The difference between quantum and classical is elsewhere. And it has to do with non-commuting operators (as those are essential for quantum properties) and those allow for entanglement.

To be more specific, let us consider one of the most famous quantum algorithms, Grover's database lookup, There the problem (at least in its original form) is to figure out which of $N$ possible "boxes" contains the hidden coin. Classically, you cannot do better than opening one after the other (or possibly in a random pattern), which takes $O(N)$ steps (on average).

For the quantum version, you first have to say how to encode the problem. The lore is, that you start with an $N$-dimensional Hilbert space with a basis $|1\rangle\cdots|N\rangle$. The secret is that one of these basis vectors is picked. Let's call it $|\omega\rangle$ and it is given to you in terms of a projection operator $P=|\omega\rangle\langle\omega|$.

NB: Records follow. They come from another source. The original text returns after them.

PR #79, opened 2020-12-11
Work to support unbiased map-maker

mhasself:
The only potentially annoying thing here is new cmake stuff for BLAS and cblas.

### DIFF
--- a/CMakeLists.txt
+++ b/CMakeLists.txt
@@ -72,12 +72,23 @@ file(GLOB MY_PYTHONS_SMURF
 # Provide list of libs to link against.
 target_link_libraries(so3g spt3g::core)
 
-# link openblas
-set(BLA_VENDOR OpenBLAS)
+# You probably want to select openblas, so pass -DBLA_VENDOR=OpenBLAS
 find_package(BLAS REQUIRED)
 if(BLAS_FOUND)
-    message("OpenBLAS found.")
-    target_link_libraries(so3g ${BLAS_LIBRARIES})
+  message("-- BLAS found: ${BLAS_LIBRARIES}")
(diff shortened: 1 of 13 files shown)


mhasself:
I'd like to merge this in the next day or so ... @BrianJKoopman  please let me know if the docker stuff is not ok or if you need more time to look at it.  @tskisner if you have advice on how best to check BLAS-in-cmake, please let me know.

This is not polished but I think it can be merged so we can take next steps.

BrianJKoopman:
My only comment on the Docker changes would be to run the `RUN apt install -y libopenblas-dev` before line 13 where files are `ADD`'d to the image. This would slightly speed up local builds in the case that `requirements.txt` is updated, since the cached image layer with `libopenblas-dev` already installed will be used. In the current file, that apt-get line would have to be run again.

tskisner:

Furthermore, you have at your disposal a way to create the flat superposition $|s\rangle = \frac1{\sqrt N}\sum_{i=1}^N |i\rangle$ and a number operator $K$ that act like $K|k\rangle= k|k\rangle$, i.e. is diagonal in the above basis and is able to distinguish the basis elements in terms of its eigenvalues.

Then, what you are supposed to do is the following: You form two unitary operators $U_\omega = 1 - 2P$  (this multiplies $|\omega\rangle$ by -1 while being the identity on the orthogonal subspace, i.e. is a reflection on the plane orthogonal to $|\omega\rangle$) and $U_s = 2|s\rangle\langle s| - 1$ which reflects the vectors orthogonal to $|s\rangle$.

It is not hard to see that both $U_s$ and $U_\omega$ map the two dimensional place spanned by $|s\rangle$ and $|\omega\rangle$ into itself. They are both reflections and thus their product is a rotation by twice the angle between the two planes which is given in terms of the scalar product $\langle s|\omega\rangle =1/\sqrt{N}$ as $\phi =\sin^{-1}\langle s|\omega\rangle$.

But obviously, using a rotation by $\cos^{-1}\langle s|\omega\rangle$, one can rotate $|s\rangle$ onto $\omega$. So all we have to do is to apply the product $(U_sU\omega)^k$ where $k$ is the ratio between these two angles which is $O(\sqrt{N})$. (No need to worry that this is not an integer, the error is $O(1/N)$ and has no influence). Then you have turned your initial state $|s\rangle$ into $|omega\rangle$ and by measuring the observable $K$ above you know which box contained the coin.

Since this took only $O(\sqrt{N})$ steps this is a quadratic speed up compared to the classical case.

So how did we get this? As I said, it's not the superposition. Classically we could prepare the probabilistic state that opens each box with probability $1/N$. But we have to expect that we have to do that $O(N)$ times, so this is essential as fast as systematically opening one box after the other.

To have a better unified classical-quantum language, let us say that we have a state space spanned by $N$ pure states $1,\ldots,N$. What we can do in the quantum case is to turn an initial state which had probability $1/N$ to be in each of these pure states into one that is deterministically in the sought after state.

Classically, this is impossible since no time evolution can turn a mixed state into a pure state. One way to see this is that the entropy of the probabilistic state is $\log(N)$ while it is 0 for the sought after state. If you like classically, we only have the observables given by C*-algebra generated by $K$, i.e. we can only observe which box we are dealing with. Both $P$ and $U_\omega$ are also in this classical algebra (they are diagonal in the special basis) and the strict classical analogue would be that we are given a rank one projector in that algebra and we have to figure out which one.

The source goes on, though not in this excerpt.